The other tables were empty. A glance passed between the
American and the Topknots. She gave a foreign little shrug;
they waved an
..
understanding biscuit. But he saw nothing.
Now he was still, now from his eyes you saw he listened.
"Hoo-e-zip-zoo-oo!" sounded the lift. The iron cage clanged
open. Light dragging steps sounded across the hall, coming
towards him. A hand, like a leaf, fell on his shoulder.
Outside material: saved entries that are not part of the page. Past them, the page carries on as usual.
PR #7, opened 2024-03-13
Report time taken for update proxy agent command and for reporting update proxy agent command 

shahneerali:


proxy_agent_extension/src/service_main.rs
```diff
@@ -121,7 +123,14 @@ fn monitor_thread() {
                     &mut status,
                     &mut status_state_obj,
                 );
-
+                // Time taken to update proxy agent service
+                telemetry::span::SimpleSpan::write_event(
```
ZhidongPeng: proxy_agent_update_command.write_event

proxy_agent_extension/src/service_main.rs
```diff
@@ -132,6 +141,16 @@ fn monitor_thread() {
             &mut restored_in_error,
         );
 
+        // Time taken to report success for proxy agent service after update
+        if status.status == constants::SUCCESS_STATUS.to_string() {
+            telemetry::span::SimpleSpan::write_event(
```
ZhidongPeng: Do not report event every 15 seconds. I suggest 
let proxy_agent_update_reported :Option<SimpleSpan>, if the ProxyAgent version updated, set the value; when the status reached ultimate state proxy_agent_update_reported.write_event(..) and set it to None.

ZhidongPeng (approved):

PR #13, opened 2024-03-29
cargo deb command to generate the deb package

ZhidongPeng:


proxy_agent/Cargo.toml
```diff
@@ -59,3 +59,21 @@ features = [
   "Win32_System_ProcessStatus",
   "Win32_System_Kernel",
 ]
+
+[package.metadata.deb]
```
bingyuyin, line 63: do you need add cfg(not(windows)) to the section below or package.metadata.deb is implict linux based?

bingyuyin (approved):
approve with suggestions

proxy_agent/Cargo.toml
ZhidongPeng: No need since it only works at Linux build.

PR #32, opened 2024-05-02
unmark GuestProxyAgent service before start it

ZhidongPeng:
After we uninstall the azure-proxy-agent package, our GuestProxyAgent service is marked. If we need to install/start that service it again, we need unmark it first.


proxy_agent/ProxyAgent.Connection.log
```diff
@@ -0,0 +1,71 @@
+129387439586104 2024-05-02T02:37:08.149 [INFO]    Connection:1 - Start to match identity 'test'
+129387439586104 2024-05-02T02:37:08.150 [INFO]    Connection:1 - Matched user name 'test' from identity 'test'
```
shahneerali: should delete connection log, maybe add to git ignore

shahneerali (approved):

setharnold:
Hello, I cannot find `systemctl unmark` in the manpage https://www.freedesktop.org/software/systemd/man/latest/systemctl.html# -- what exactly should this do? Was this perhaps a typo for `unmask`, which *does* exist, but which shouldn't be used directly in maintainer scripts? Or is this an unreleased systemd feature that you're using?

I strongly recommend using the debhelper framework for managing these files, as it handles many subtleties for you https://manpages.debian.org/testing/debhelper/dh_installsystemd.1.en.html

I also strongly recommend putting code reformatting changes in their own commits, so that meaningful code changes can be more readily discovered separate from mechanical changes. As far as I can tell, this is 380 lines of changes, which break down into a few categories:

- changing thirty or so comments into echo'd output
- inserting a bug in the Debian postinst
- some test changes that are hard for me to quickly describe
- hundreds of lines of whitespace changes that appear to do nothing

I suspect the bug might have been easier to see if it were one of thirty lines rather than one of 380 lines. (I say `bug`, but maybe you're just using an unreleased feature of systemd? If so, my apologies.)

Thanks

A soft
voice said: "Let's go and sit over there -- where we can see
the drive. The trees are so lovely." And he moved forward
with the hand still on his shoulder, and the light, dragging steps
beside his. He pulled out a chair and she sank into it, slowly,
leaning her head against the back, her arms falling along the
sides.
"Won't you bring the other up closer? It's such miles away."
But he did not move.
"Where's your shawl?" he asked.
"Oh!" She gave a little groan of dismay. "How silly I
am, I've left it upstairs on the bed. Never mind. Please don't
go for it. I shan't want it, I know I shan't."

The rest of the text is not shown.